Library: | pp |
See also: | ppftind |
Quantlet: | ppsj1ind | |
Description: | computes the Sibson Jones index which considers the deviations from the normal density for univariate data. |
Usage: | ind = ppsj1ind(px) | |
Input: | ||
px | n x 1 matrix containing the projected data | |
Output: | ||
ind | scalar, the corresponding Sibson Jones index |
; loads the library pp library("pp") ; initialize random generator randomize(0) ; generate a dataset with mean(x)=0 and var(x)=1 x = normal(100) ; compute the index with Scott's rule ppsj1ind(x)
Contents of ind [1,] 0.0038037
proc() = plotindex1(x) n = 50 phi = grid(0, 2*pi/n, n) ind = NaN*matrix(n) i = 0 while(i<n) i = i+1 xp = x * #(cos(phi[i]), sin(phi[i])) ind[i] = ppsj1ind(xp) line(phi~ind) endo endp ; load the library pp and plot library("pp") library("plot") ; read the banknote data x = read("bank2") ; select the fourth and sixth column and ; sphere the data x = transform(x[,4|6], grc.prep.sphere) ; generate the index function for 1D projection plotindex1(x)

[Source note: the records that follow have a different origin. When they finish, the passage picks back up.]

PR #1008, opened 2020-11-18
[agent] Clean log args

CaseyHillers:
Clean up some of the output in the devicelab logs.

# Issues

fxb/64761

### DIFF
--- a/agent/lib/src/utils.dart
+++ b/agent/lib/src/utils.dart
@@ -258,7 +258,11 @@ Future<Null> getFlutterAt(String revision) async {
 Future<Process> startProcess(String executable, List<String> arguments,
     {Map<String, String> env, bool silent: false}) async {
   final List<String> logSafeArguments = arguments ?? <String>[];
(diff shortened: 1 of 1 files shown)


agent/lib/src/utils.dart
```diff
@@ -257,7 +257,9 @@ Future<Null> getFlutterAt(String revision) async {
 
 Future<Process> startProcess(String executable, List<String> arguments,
     {Map<String, String> env, bool silent: false}) async {
-  String command = '$executable ${arguments?.join(" ") ?? ""}';
+  final List<String> logSafeArguments = arguments ?? <String>[];
+  logSafeArguments.removeWhere((String arg) => arg.contains('cloud-auth-token'));
```
jonahwilliams, line 261: maybe create a const set excludeList in case we need to add more?

CaseyHillers: Done

jonahwilliams (approved):
LGTM

PR #1009, opened 2020-11-18
[app_dart] Use LuciBuilder when creating chromebot tasks

CaseyHillers:
Use `LuciBuilder` to populate the chromebot tasks. The information in `prod_builders.json` is enough to populate some extra values on creation, mainly `builderName`.

# Issues

Fixes https://github.com/flutter/flutter/issues/69839 - `builderName` was not available on new chromebot tasks

https://github.com/flutter/flutter/issues/66191 - `builderName` is not initially populated on LUCI tasks, and can cause race condition failures depending on when datastore refreshed from luci

# Test

Updated chromebot task to expect correct values.

### DIFF
--- a/app_dart/lib/src/model/appengine/task.dart
+++ b/app_dart/lib/src/model/appengine/task.dart
@@ -56,6 +56,7 @@ class Task extends Model {
     assert(builder.flaky != null);
     return Task(
       attempts: 1,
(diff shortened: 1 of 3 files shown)


keyonghan (approved):
LGTM

yusufm (approved):

PR #1011, opened 2020-11-19
[agent] Null check before checking for excluded keyword

CaseyHillers:
Follow up from https://github.com/flutter/cocoon/pull/1008


godofredoc (approved):

CaseyHillers:
Landing as this is blocked with new lints from latest beta roll of Flutter. Fix is in https://github.com/flutter/cocoon/pull/1010

PR #1014, opened 2020-12-01
Preserve LUCI infra failures in Cocoon

CaseyHillers:
LUCI publishes this status, and would be helpful to differentiate infra failures on the dashboard versus test failures. This also allows us to reduce tree closures due to infra causes

This PR takes LUCI builds that were infra failures and keeps the status. Previously, they were marked as failures.

# Issue

https://github.com/flutter/flutter/issues/70331

# Test

Added table test for the app_dart changes

Flutter app already has a similar table test that uses the map to validate expectations

### DIFF
--- a/app_dart/lib/src/model/appengine/task.dart
+++ b/app_dart/lib/src/model/appengine/task.dart
@@ -93,6 +93,7 @@ class Task extends Model {
   /// The list of legal values for the [status] property.
   static const List<String> legalStatusValues = <String>[
     statusNew,
+    statusInfraFailure,
     statusInProgress,
     statusSucceeded,
     statusFailed,
--- a/app_dart/lib/src/model/appengine/task.dart
+++ b/app_dart/lib/src/model/appengine/task.dart
@@ -73,6 +73,9 @@ class Task extends Model {
   /// The task is yet to be run.
   static const String statusNew = 'New';
 
+  /// The task failed to run due to an unexpected issue.
+  static const String statusInfraFailure = 'Infra Failure';
+
   /// The task is currently running.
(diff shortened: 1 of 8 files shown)


keyonghan:
Do we want to keep the tree open if the test fails with infra failure? If yes, are we 100% sure the `infra failure` is indeed not test related? IIRC, we had cases where some `infra failure` was caused by test issues.

CaseyHillers:
> Do we want to keep the tree open if the test fails with infra failure? If yes, are we 100% sure the `infra failure` is indeed not test related? IIRC, we had cases where some `infra failure` was caused by test issues.

The existing build status logic will ignore infra failures similar to what's done for running tasks. It will pull from an earlier result instead.

To keep the PR small, I just updated the status. I want to follow up with another PR to auto-retry infra failures.

In general, I think we will need to improve the recipes to help assert test failures are shown red and everything else is purple. This is a start so we can start filing issues against misclassified builds.

keyonghan:
Yeah, distinguishing infra failures from test failures should be our next target. Before we have a clear solution, I would prefer to keep the tree closed to avoid missing potential hidden issues. Rather than the other way around, to file bugs when we see regressions. At least at this moment. 
What do you think @godofredoc ?

But an auto retry for `infra failures` should be good.

CaseyHillers:
@keyonghan the follow up PR will reschedule infra failures. The existing tree status policy will close the tree as any incomplete rerunning tasks close the tree.

Since it's hard to do dependent PRs in git, is it okay to land this and I can prioritize that PR this week?

keyonghan (approved):
LGTM.

PR #1015, opened 2020-12-01
[app_flutter] Fix golden tests on windows

CaseyHillers:
Adding flutter/cocoon back to customer_tests fails because of the windows tests. We should use the path library instead of hardcoding how the path is generated.

# Issues

https://github.com/flutter/flutter/issues/65045


Piinks (approved):
LGTM

PR #1016, opened 2020-12-02
Implement device doctor tool

keyonghan:
As part of devicelab migration to LUCI, we need to support device health check and management in LUCI.

This PR creates a device management tool `device_doctor` to do pre health check before running task, clean up after task finishes, and restart the device when task fails or device is identified as unhealthy.

Related https://github.com/flutter/flutter/issues/66193

PR #1018, opened 2020-12-04
Create the basic structure of device doctor tool

keyonghan:
https://github.com/flutter/cocoon/pull/1016 is way too big to make it difficult to review (sorry for that 😢 ).

Here come the divided pieces, and this is the first one for basic structure. It addressed some comments from the above PR. Please help take another look.

What's included in this PR:
- main.dart to include only args check and initialization
- includes only ios device case for simplicity
- adds basic utils-support for current logic.
- creates fake ios device for testing
- adds corresponding tests

More PRs to come to finish up the whole tool.

Related flutter/flutter#66193


device_doctor/bin/main.dart
```diff
@@ -0,0 +1,62 @@
+// Copyright 2020 The Flutter Authors. All rights reserved.
+// Use of this source code is governed by a BSD-style license that can be
+// found in the LICENSE file.
+
+import 'dart:io';
+
+import 'package:args/args.dart';
+
+import 'package:device_doctor/src/config.dart';
```
CaseyHillers, line 9: Prefer relative imports - https://dart-lang.github.io/linter/lints/prefer_relative_imports.html

device_doctor/bin/main.dart
```diff
@@ -0,0 +1,62 @@
...
+
+const String actionFlag = 'action';
+const String deviceOSFlag = 'deviceOS';
```
CaseyHillers, line 12: nit: CLI args in the Flutter tooling follows the style of `--device-os`

device_doctor/bin/main.dart
```diff
@@ -0,0 +1,62 @@
...
+  if (!_checkArgs(parser, args)) {
+    stdout.write('\nRequired flags:\n'
+        '--$actionFlag Supported actions are healthcheck and recovery.\n'
+        '--$deviceOSFlag Supported device OS: android and ios.\n');
+    exit(1);
+  }
+
+  Config.initialize(_deviceOS);
+
+  // Healthcheck and recovery will be implemented here. PR to be continued.
```
CaseyHillers, line 40: Is there an issue we can track to?

device_doctor/bin/main.dart
```diff
@@ -0,0 +1,62 @@
...
+Future<void> main(List<String> args) async {
+  final ArgParser parser = ArgParser();
+  parser
+    ..addOption('$actionFlag')
+    ..addOption('$deviceOSFlag')
+    ..addFlag('$helpFlag');
+
+  if (!_checkArgs(parser, args)) {
+    stdout.write('\nRequired flags:\n'
+        '--$actionFlag Supported actions are healthcheck and recovery.\n'
```
CaseyHillers, line 33: Arg parser can be used to generate this dynamically. The devicelab test runner does it that way - https://github.com/flutter/flutter/blob/master/dev/devicelab/bin/run.dart

device_doctor/lib/src/config.dart
```diff
@@ -0,0 +1,40 @@
...
+// found in the LICENSE file.
+
+import 'package:meta/meta.dart';
+
+import 'device.dart';
+
+Config _config;
+Config get config => _config;
+
+/// Configures device operating system based on injected decice OS.
```
CaseyHillers, line 12: nit: decice -> device

device_doctor/lib/src/config.dart
```diff
@@ -0,0 +1,40 @@
...
+///
+/// This determines the [DeviceDiscovery].
+class Config {
```
CaseyHillers, line 15: This doesn't need to be addressed this PR, but we should consider passing a device ip instead of assuming there is only ever going to be one device attached.

device_doctor/lib/src/device.dart
```diff
@@ -0,0 +1,92 @@
...
+enum DeviceOperatingSystem { android, ios }
+
+/// Discovers available devices and chooses one to work with.
+abstract class DeviceDiscovery {
+  factory DeviceDiscovery() {
+    switch (config.deviceOperatingSystem) {
+      case DeviceOperatingSystem.ios:
+        return IosDeviceDiscovery();
+      default:
+        throw StateError('Unsupported device operating system: {config.deviceOperatingSystem}');
```
CaseyHillers, line 23: nit: is this missing $? ${config.deviceOperatingSystem}

device_doctor/lib/src/device.dart
```diff
@@ -0,0 +1,92 @@
...
+    }
+  }
+
+  /// Lists all available devices' IDs.
+  Future<List<Device>> discoverDevices({int retriesDelayMs = 10000});
```
CaseyHillers, line 28: Swarming bots are usually associated with one DUT. Is there a use case for Flutter to support multiple devices from one bot?

device_doctor/lib/src/device.dart
```diff
@@ -0,0 +1,92 @@
...
+
+  /// Checks the health of the available devices.
+  Future<Map<String, HealthCheckResult>> checkDevices();
+
+  /// Recovers the device.
+  Future<void> recoverDevice();
```
CaseyHillers, line 34: The rest of the DeviceDiscovery API talks about devices, but this references one device. How do we know which device gets recovered?

device_doctor/lib/src/device.dart
```diff
@@ -0,0 +1,92 @@
...
+}
+
+/// A proxy for one specific device.
+abstract class Device {
```
CaseyHillers, line 38: This API seems too specific to implement beyond phones. Would `initialize``recover`, and `collect_logs` make more sense? Some of these methods make more sense as part of a child interface like `PhoneDevice`.

device_doctor/lib/src/device.dart
```diff
@@ -0,0 +1,92 @@
...
+  ///
+  /// Assumes the device doesn't have a secure unlock pattern.
+  Future<void> unlock();
+
+  /// Recovers the device back to a healthy state.
+  Future<void> recover();
+}
+
+/// Result of a health check for a specific parameter.
+class HealthCheckResult {
```
CaseyHillers, line 70: Health checks seem out of scope for this device file.

device_doctor/lib/src/process_helper.dart
```diff
@@ -0,0 +1,65 @@
...
+    _runningProcesses.remove(procInfo);
+  });
+
+  return proc;
+}
+
+/// Executes a command and returns its standard output as a String.
+///
+/// Standard error is redirected to the current process' standard error stream.
+Future<String> eval(String executable, List<String> arguments,
```
CaseyHillers, line 53: I hesitate from `eval` as it's more associated with dynamic code calling, but here we know what we're calling. `execCommand`?

device_doctor/lib/src/utils.dart
```diff
@@ -0,0 +1,84 @@
...
+  final int _level;
+  final String name;
+
+  static const LogLevel debug = const LogLevel._(0, 'DEBUG');
+  static const LogLevel info = const LogLevel._(1, 'INFO');
+  static const LogLevel warning = const LogLevel._(2, 'WARN');
+  static const LogLevel error = const LogLevel._(3, 'ERROR');
+}
+
+abstract class Logger {
```
CaseyHillers, line 28: https://pub.dev/packages/logging

CaseyHillers (commented):
Thank you for splitting this up!

We should add https://github.com/flutter/flutter/blob/master/analysis_options.yaml here to better match the Flutter style guide.

device_doctor/lib/src/config.dart
```diff
@@ -0,0 +1,40 @@
...
+  Config({
+    @required this.deviceOperatingSystem,
+  });
+
+  static void initialize(String deviceOS) {
```
jonahwilliams, line 20: Consider not using a global variable for passing around configuration. Its easy to track now when this project is small but will become difficult to refactor as it grows larger

device_doctor/lib/src/device.dart
jonahwilliams, line 28: Might be more dart-y if this accepted a `Duration` object instead

device_doctor/lib/src/ios_device.dart
```diff
@@ -0,0 +1,90 @@
...
+import 'package:meta/meta.dart';
+
+import 'device.dart';
+import 'process_helper.dart';
+
+/// IOS implementation of [DeviceDiscovery].
+///
+/// Discovers available ios devices and chooses one to work with.
+class IosDeviceDiscovery implements DeviceDiscovery {
+  factory IosDeviceDiscovery() {
```
jonahwilliams, line 17: What is the goal of having this be a singleton?

device_doctor/lib/src/ios_device.dart
```diff
@@ -0,0 +1,90 @@
...
+  IosDeviceDiscovery._();
+
+  @visibleForTesting
+  IosDeviceDiscovery.testing();
+
+  static IosDeviceDiscovery _instance;
+
+  @override
+  Future<List<Device>> discoverDevices({int retriesDelayMs = 10000}) async {
+    final List<String> iosDeviceIds = LineSplitter.split(await deviceListOutput()).toList();
```
jonahwilliams, line 30: you don't need to convert it to a List to map it, consider:

```
LineSplitter.split(await deviceListOutput())
  .map((String id) => IosDevice(deviceId: id))
  .toList()
```

device_doctor/lib/src/utils.dart
```diff
@@ -0,0 +1,84 @@
+// Copyright 2020 The Flutter Authors. All rights reserved.
+// Use of this source code is governed by a BSD-style license that can be
+// found in the LICENSE file.
+
+import 'dart:io';
+
+import 'package:process/process.dart';
+
+/// Virtual current working directory, which affect functions, such as [exec].
+String cwd = Directory.current.path;
```
jonahwilliams, line 10: If you use package path it has a `path.current` getter.

device_doctor/lib/src/utils.dart
```diff
@@ -0,0 +1,84 @@
...
+
+ProcessManager processManager = LocalProcessManager();
```
jonahwilliams, line 12: Same comment as elsewhere: globals are going to make this code difficult to refactor later

device_doctor/lib/src/utils.dart
jonahwilliams: Right, I would either use package logging, or a much simpler logging interface

device_doctor/bin/main.dart
keyonghan: That seems for files located within lib?

device_doctor/bin/main.dart
keyonghan: updated.

device_doctor/bin/main.dart
keyonghan: Thanks for this info. Updated the parser with `help`.

device_doctor/bin/main.dart
keyonghan: Added https://github.com/flutter/flutter/issues/66193

device_doctor/lib/src/config.dart
keyonghan: Done.

device_doctor/lib/src/config.dart
keyonghan: Yeah, I need to check swarming bot_config to see what we can use here, or maybe device id. Will include that once confirmed.

device_doctor/lib/src/config.dart
keyonghan: Updated to use local variable instead.

device_doctor/lib/src/device.dart
keyonghan: Good catch! Updated.

device_doctor/lib/src/device.dart
keyonghan: We currently only support one device on one bot, but may support more to one in the future when needed.

keyonghan: Updated to `Duration`.

device_doctor/lib/src/device.dart
keyonghan: Ah, a typo here. It should be `recoverDevices`. The implementation will recover all devices.
Will generalize this when `device id/ip` is available.

device_doctor/lib/src/device.dart
keyonghan: The device here is meant for phone device. Updated the doc to reflect this.

device_doctor/lib/src/device.dart
keyonghan: Moved to utils.

device_doctor/lib/src/ios_device.dart
keyonghan: This is mirrored over from existing cocoon/agent. My guess is to ensure only one `IosDeviceDiscovery` instance. @yjbanov may have a better idea?

device_doctor/lib/src/ios_device.dart
keyonghan: Thanks. Updated.

device_doctor/lib/src/process_helper.dart
keyonghan: As this is just the initial step of the tool, we will have more general cases on the way, and we also will implement exec as well.

device_doctor/lib/src/utils.dart
keyonghan: replaced.

device_doctor/lib/src/utils.dart
keyonghan: Changed to use local variables instead.

device_doctor/lib/src/utils.dart
keyonghan: Updated as suggested. Thanks!

device_doctor/lib/src/device.dart
CaseyHillers: A host can run multiple swarming bots, but a swarming bot should only be connected to one DUT. Since this is a swarming bot utility, shouldn't this be phrased for a single device?

The counterexample I listed was moreso if there is a test that requires more than one phone. I've seen those set ups for swarming where they created specialized pools to support those use cases.

device_doctor/lib/src/device.dart
CaseyHillers: My use case is how can we generalize this to also work with Fuchsia devices later on. With this approach, we'll need to further abstract this class when we do add that support.

device_doctor/lib/src/process_helper.dart
CaseyHillers: https://unix.stackexchange.com/questions/296838/whats-the-difference-between-eval-and-exec

What would be the difference between the exec and eval in this project?

keyonghan: See https://github.com/flutter/cocoon/blob/master/agent/lib/src/utils.dart#L304 and https://github.com/flutter/cocoon/blob/master/agent/lib/src/utils.dart#L336

CaseyHillers: Good point. Returning ProcessResult should deduplicate that logic

keyonghan: Will consider consolidating when `exec` is called in ongoing PRs.

device_doctor/lib/src/device.dart
keyonghan: Talked offline, will leave the class as is now. May update/extend the class when we get to the point to support fuchsia devices.

device_doctor/lib/src/config.dart
```diff
@@ -0,0 +1,36 @@
+// Copyright 2020 The Flutter Authors. All rights reserved.
+// Use of this source code is governed by a BSD-style license that can be
+// found in the LICENSE file.
+
+import 'package:meta/meta.dart';
```
godofredoc, line 5: Do we actually need this class?  we can potentially directly create the classes in the factory method using the flags.

device_doctor/lib/src/device.dart
```diff
@@ -0,0 +1,65 @@
...
+import 'config.dart';
+import 'ios_device.dart';
+import 'utils.dart';
+
+/// Operating system on the devices that this host is configured to test.
+enum DeviceOperatingSystem { android, ios }
+
+/// Discovers available devices and chooses one to work with.
+abstract class DeviceDiscovery {
+  factory DeviceDiscovery(Config config) {
```
godofredoc, line 16: We can use the flags directly in calls to this factory method.

device_doctor/lib/src/ios_device.dart
```diff
@@ -0,0 +1,90 @@
...
+
+  @override
+  final String deviceId;
+
+  // The methods below are stubs for now. They will need to be expanded.
+  // We currently do not have a way to lock/unlock iOS devices. So we assume the
+  // devices are already unlocked. For now we'll just keep them at minimum
+  // screen brightness so they don't drain battery too fast.
+
+  @override
```
godofredoc, line 67: The Device interface should not define all the methods below if they are not supported in ios only common methods.

device_doctor/lib/src/utils.dart
```diff
@@ -0,0 +1,45 @@
...
+  BuildFailedError(this.message);
+
+  final String message;
+
+  @override
+  String toString() => message;
+}
+
+/// Result of a health check for a specific parameter.
+class HealthCheckResult {
```
godofredoc, line 23: Does this class belong to a different file? health.dart maybe?

device_doctor/test/src/fake_ios_device.dart
```diff
@@ -0,0 +1,29 @@
+// Copyright 2020 The Flutter Authors. All rights reserved.
```
godofredoc, line 1: Why a fake rather than a mock?

device_doctor/bin/main.dart
```diff
@@ -0,0 +1,66 @@
...
+    exit(1);
+  }
+
+  final Config config = Config(deviceOS: _deviceOS);
+  DeviceDiscovery(config);
+
+  // TODO(keyonghan): Implement healthcheck and recovery, https://github.com/flutter/flutter/issues/66193.
+}
+
+bool _checkArgs(ArgParser parser, List<String> args) {
```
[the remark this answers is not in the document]
keyonghan: Good point! Have implemented `callback` to handle this.

device_doctor/lib/src/config.dart
keyonghan: Based on our current logic, this config class is not needed. Updated to use flag directly as suggested.

device_doctor/lib/src/device.dart
keyonghan: Replaced.

device_doctor/lib/src/ios_device.dart
keyonghan: Removed the ones not common in ios.

device_doctor/lib/src/utils.dart
keyonghan: Moved to health.dart instead.

device_doctor/test/src/fake_ios_device.dart
keyonghan: This is used to test function `discoverDevices`, which calls another function `deviceListOutput`.
If we mock `discoverDevices` directly, we will lose testing logic of this function.
Instead if we use fake, `deviceListOut` can be manipulated so that we can test the logic of `discoverDevices`. This is how we do here.

godofredoc (approved):
LGTM but will defer the final approval to @CaseyHillers

device_doctor/lib/src/ios_device.dart
```diff
@@ -0,0 +1,78 @@
...
+  Future<bool> isAwake() async => true;
+
+  @override
+  Future<bool> isAsleep() async => false;
+
+  @override
+  Future<void> unlock() async {}
```
CaseyHillers, line 74: nit: In general, we should throw an unimplemented error on no-ops because we haven't finished the code

CaseyHillers (approved):
LGTM!

device_doctor/bin/main.dart
```diff
@@ -0,0 +1,46 @@
...
+Future<void> main(List<String> args) async {
+  final ArgParser parser = ArgParser();
+  parser
+    ..addOption('$actionFlag', help: 'Supported actions are healthcheck and recovery.', callback: (String value) {
+      if (value == null || !supportedOptions.contains(value)) {
+        throw FormatException('Invalid value for option --action: $value');
+      }
+    })
+    ..addOption('$deviceOSFlag', help: 'Supported device OS: android and ios.', callback: (String value) {
+      if (value == null || !supportedDeviceOS.contains(value)) {
```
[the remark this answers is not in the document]
keyonghan: Good catch. The null check is not necessary. Removed.

device_doctor/lib/src/ios_device.dart
keyonghan: The following PR is intended to implement corresponding actions. Will leave it there.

We see the plot of the index function in dependence of the projection vector. The projection vector is parametrized by the angle phi. Since the projection vector v and -v generate the same projection, we see the index function doubled. Note that the maxima at phi=1,76 and phi=2,8 represent the "most" interesting projections.